▶ _The problem_:
Check the records below line by line for the string "specific". Give the number of lines that contain it and nothing else.

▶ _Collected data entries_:

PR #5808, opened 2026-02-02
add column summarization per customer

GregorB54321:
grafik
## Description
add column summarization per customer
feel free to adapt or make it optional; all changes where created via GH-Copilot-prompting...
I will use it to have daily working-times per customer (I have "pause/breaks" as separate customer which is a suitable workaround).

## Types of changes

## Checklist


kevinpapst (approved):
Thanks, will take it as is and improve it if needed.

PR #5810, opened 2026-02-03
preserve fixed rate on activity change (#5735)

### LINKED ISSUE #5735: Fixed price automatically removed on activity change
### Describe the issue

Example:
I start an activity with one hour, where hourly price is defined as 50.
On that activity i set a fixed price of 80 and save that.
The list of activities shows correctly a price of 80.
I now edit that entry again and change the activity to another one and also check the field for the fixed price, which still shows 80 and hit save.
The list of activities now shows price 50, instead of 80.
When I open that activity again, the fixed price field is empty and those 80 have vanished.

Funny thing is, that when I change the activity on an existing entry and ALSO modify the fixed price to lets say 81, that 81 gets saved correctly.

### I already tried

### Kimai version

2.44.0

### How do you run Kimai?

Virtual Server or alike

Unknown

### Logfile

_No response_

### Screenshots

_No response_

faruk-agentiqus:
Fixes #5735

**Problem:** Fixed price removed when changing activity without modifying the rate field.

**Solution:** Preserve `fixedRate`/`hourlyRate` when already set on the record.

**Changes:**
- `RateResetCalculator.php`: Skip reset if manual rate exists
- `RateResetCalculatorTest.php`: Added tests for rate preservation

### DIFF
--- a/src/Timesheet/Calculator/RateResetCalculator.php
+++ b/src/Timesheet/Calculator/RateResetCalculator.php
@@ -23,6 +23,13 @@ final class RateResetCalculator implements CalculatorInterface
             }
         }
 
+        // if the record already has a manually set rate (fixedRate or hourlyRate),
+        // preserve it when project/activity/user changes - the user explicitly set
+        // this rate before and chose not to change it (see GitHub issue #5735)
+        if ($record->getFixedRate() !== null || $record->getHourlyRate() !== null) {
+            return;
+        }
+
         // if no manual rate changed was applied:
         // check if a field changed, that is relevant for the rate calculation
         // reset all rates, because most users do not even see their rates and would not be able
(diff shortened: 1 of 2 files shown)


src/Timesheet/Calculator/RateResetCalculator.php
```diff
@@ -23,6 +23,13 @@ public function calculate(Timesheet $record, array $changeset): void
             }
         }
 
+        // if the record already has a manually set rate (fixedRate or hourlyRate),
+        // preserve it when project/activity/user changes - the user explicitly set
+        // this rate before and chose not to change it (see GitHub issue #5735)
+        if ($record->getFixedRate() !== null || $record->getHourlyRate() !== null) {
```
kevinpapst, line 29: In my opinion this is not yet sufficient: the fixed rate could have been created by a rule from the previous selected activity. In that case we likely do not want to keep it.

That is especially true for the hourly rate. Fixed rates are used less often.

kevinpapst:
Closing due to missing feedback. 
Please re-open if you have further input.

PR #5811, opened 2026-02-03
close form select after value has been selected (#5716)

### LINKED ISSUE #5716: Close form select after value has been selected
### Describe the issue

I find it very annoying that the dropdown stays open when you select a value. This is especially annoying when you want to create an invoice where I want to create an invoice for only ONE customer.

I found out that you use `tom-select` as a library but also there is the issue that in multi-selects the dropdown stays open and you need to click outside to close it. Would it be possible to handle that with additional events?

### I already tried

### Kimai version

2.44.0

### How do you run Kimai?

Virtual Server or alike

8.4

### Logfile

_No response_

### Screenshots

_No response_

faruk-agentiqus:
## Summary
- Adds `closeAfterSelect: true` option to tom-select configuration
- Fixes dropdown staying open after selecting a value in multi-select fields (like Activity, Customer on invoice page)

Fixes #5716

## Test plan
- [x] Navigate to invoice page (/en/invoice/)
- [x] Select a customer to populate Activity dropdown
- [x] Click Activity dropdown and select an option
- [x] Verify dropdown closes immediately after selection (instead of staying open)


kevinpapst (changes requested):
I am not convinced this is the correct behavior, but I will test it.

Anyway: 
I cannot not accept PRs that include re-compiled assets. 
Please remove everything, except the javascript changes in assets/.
* * *
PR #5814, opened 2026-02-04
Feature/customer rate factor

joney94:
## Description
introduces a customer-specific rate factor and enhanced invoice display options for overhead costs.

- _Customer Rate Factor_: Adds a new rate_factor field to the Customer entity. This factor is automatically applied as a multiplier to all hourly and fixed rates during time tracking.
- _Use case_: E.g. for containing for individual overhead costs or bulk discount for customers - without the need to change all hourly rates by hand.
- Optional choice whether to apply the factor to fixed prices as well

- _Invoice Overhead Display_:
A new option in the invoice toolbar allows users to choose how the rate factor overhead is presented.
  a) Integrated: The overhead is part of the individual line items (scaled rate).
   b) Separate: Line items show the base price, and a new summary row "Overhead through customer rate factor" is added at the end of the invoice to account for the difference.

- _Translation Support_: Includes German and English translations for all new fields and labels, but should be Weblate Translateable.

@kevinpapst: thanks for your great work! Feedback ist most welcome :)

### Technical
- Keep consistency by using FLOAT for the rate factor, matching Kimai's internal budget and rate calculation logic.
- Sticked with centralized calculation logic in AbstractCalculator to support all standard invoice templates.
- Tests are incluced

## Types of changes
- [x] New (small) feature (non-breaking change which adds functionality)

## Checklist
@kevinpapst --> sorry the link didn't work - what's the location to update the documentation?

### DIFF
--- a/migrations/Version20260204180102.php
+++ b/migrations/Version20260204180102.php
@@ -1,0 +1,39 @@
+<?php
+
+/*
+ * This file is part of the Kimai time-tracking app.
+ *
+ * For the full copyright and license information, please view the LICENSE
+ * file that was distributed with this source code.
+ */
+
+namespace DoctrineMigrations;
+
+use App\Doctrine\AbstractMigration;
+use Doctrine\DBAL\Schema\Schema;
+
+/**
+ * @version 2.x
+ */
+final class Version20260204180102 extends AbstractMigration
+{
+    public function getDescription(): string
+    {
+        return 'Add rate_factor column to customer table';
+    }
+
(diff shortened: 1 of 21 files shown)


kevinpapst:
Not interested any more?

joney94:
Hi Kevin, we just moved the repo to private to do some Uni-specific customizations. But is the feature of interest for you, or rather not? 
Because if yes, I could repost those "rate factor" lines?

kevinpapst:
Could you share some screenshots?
* * *
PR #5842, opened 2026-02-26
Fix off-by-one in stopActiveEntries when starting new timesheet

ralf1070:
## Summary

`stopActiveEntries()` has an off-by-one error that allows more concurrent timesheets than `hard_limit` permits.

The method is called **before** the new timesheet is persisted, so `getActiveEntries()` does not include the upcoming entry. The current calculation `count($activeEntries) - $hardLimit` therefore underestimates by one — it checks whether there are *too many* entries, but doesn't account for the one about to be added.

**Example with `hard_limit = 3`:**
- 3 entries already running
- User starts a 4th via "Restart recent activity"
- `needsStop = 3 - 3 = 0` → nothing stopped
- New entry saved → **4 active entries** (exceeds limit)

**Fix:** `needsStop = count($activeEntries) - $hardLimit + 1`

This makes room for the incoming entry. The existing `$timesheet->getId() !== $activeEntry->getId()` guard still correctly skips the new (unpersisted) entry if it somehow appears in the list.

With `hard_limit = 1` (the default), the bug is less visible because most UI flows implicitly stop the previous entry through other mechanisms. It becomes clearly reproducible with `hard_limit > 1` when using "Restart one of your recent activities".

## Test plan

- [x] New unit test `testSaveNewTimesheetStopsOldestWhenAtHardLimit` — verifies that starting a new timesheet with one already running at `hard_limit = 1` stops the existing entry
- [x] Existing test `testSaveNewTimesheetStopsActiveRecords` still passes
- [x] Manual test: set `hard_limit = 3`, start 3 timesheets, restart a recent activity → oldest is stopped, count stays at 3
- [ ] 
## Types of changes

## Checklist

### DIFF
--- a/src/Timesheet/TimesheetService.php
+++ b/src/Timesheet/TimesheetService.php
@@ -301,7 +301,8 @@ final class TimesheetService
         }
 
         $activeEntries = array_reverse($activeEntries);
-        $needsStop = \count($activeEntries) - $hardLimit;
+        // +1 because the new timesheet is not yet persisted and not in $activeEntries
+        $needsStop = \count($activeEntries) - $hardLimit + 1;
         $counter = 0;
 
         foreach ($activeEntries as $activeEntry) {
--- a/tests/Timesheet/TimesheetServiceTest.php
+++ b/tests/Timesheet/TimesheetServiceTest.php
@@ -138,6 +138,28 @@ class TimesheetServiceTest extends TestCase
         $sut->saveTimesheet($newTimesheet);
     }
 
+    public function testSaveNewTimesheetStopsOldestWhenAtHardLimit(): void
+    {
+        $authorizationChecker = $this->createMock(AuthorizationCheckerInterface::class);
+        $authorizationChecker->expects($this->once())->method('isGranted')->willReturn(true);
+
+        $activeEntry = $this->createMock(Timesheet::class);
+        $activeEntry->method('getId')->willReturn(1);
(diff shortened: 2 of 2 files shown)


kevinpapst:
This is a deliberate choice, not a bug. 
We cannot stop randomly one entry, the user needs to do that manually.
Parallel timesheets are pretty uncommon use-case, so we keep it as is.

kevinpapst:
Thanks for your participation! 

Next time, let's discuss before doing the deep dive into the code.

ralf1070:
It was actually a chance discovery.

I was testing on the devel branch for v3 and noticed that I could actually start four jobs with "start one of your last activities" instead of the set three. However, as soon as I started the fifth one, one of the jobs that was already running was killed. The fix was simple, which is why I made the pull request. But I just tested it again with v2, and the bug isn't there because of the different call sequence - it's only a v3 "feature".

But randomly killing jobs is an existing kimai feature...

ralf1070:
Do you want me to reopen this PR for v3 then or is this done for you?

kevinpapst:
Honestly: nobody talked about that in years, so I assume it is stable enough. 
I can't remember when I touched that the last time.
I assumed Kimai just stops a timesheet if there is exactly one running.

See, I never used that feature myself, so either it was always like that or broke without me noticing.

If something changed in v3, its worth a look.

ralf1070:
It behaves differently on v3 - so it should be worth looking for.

▶ _Output of the exercise_:
2